Le métier s'exerce depuis un bureau situé au cœur de l'établissement — foyer, MAS, ESAT, CHRS, MECS — ce qui permet de rester en contact avec les équipes et les personnes accueillies. Les structures relèvent le plus souvent du secteur associatif (Nexem, UNIOPSS, Fondations), mais aussi de la fonction publique hospitalière ou territoriale. Les horaires sont larges et variables : réunions en soirée, conseils d'administration, astreintes de direction pour gérer les urgences la nuit ou le week-end (incendie, fugue, décès, accident du travail). La charge mentale est réelle : on porte la responsabilité juridique de la sécurité des personnes accueillies. Le télétravail est possible ponctuellement pour les tâches de gestion, mais la présence sur site reste la règle. En contrepartie, c'est un métier où l'on voit concrètement l'effet de ce que l'on construit.
Personne ne devient directeur ou directrice à 22 ans : on y arrive presque toujours après plusieurs années de terrain. Le parcours classique commence par un diplôme d'éducateur spécialisé, d'assistant de service social ou d'infirmier, puis un passage par un poste de chef de service (CAFERUIS), avant le CAFDES ou un master. Ensuite, on peut prendre la direction d'établissements plus grands ou plus complexes, devenir directeur de plusieurs sites (direction multi-établissements), directeur général d'une association gestionnaire, ou basculer côté financeur (ARS, conseil départemental, DDETS). Certains rejoignent le conseil, l'audit qualité ou la formation en travail social. Dans la fonction publique hospitalière, le corps des D3S permet une carrière de mobilité entre EHPAD, établissements pour personnes handicapées et structures de protection de l'enfance.
Le secteur social et médico-social compte plus de 35 000 établissements et services en France, et les besoins ne faiblissent pas : vieillissement de la population, accompagnement du handicap, protection de l'enfance, hébergement d'urgence. Les départs à la retraite d'une génération nombreuse de directeurs créent de nombreuses ouvertures, et les employeurs (associations gestionnaires, fondations, établissements publics) signalent des difficultés récurrentes à recruter des profils diplômés niveau 7 disposant à la fois d'une culture du travail social et de compétences de gestion.
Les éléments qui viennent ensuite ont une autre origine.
PR #883, opened 2015-10-09
comms: Send multicast packets to all interfaces

lpereira:
Changes from V1:
   - Better error handling

On multi-homed systems, OIC discovery messages were being sent to only
one interface, often not the desired one.  Because of this, it would
fail to find devices.

Modify sol_socket::sendmsg() so that, whenever sending data to a
multicast address, it loops through all interfaces that are running and
multicast capable, calling sendmsg(2) with a `struct ip_pktinfo` (and
its IPv6 counterpart, `struct ip6_pktinfo`) as ancillary data with the
network interface index.  Consider a success if at least one of these
sendmsg(2) calls succeed.

This change is only required in the Linux implementation at the moment,
and is completely transparent on an API level.

### DIFF
--- a/src/lib/comms/sol-socket-impl-linux.c
+++ b/src/lib/comms/sol-socket-impl-linux.c
@@ -251,6 +251,97 @@ sol_socket_recvmsg(struct sol_socket *s, void *buf, size_t len, struct sol_netwo
     return r;
 }
 
+static bool
+sendmsg_multicast_addrs(int fd, const struct sol_network_link *link,
+    struct msghdr *msg)
+{
+    union {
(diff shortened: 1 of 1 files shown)


bdilly:
I've tested the following cases (without success) - dev machine is client and board is server:
 1) on dev machine (usbethernet + ethernet) and on board (usbethernet) : didn't work
 2) on dev machine (usbethernet + ethenert + wifi) and on board (usbethernet + wifi) didn't work

We've tried some variations disabling multicast on interfaces that shouldn't be used but that didn't work as well.

The only way communication worked was only leaving wifi on dev machine

lpereira:
I've found an alternative method and will try that next week.

lpereira:
Closing for V3 at #891.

Les offres sont très largement en CDI, réparties sur tout le territoire, y compris en zones rurales où la concurrence est faible. Point de vigilance : les contraintes budgétaires du secteur et la pression sur les taux d'encadrement rendent le poste exigeant, et le turnover sur certains types d'établissements (protection de l'enfance, hébergement d'urgence) est élevé.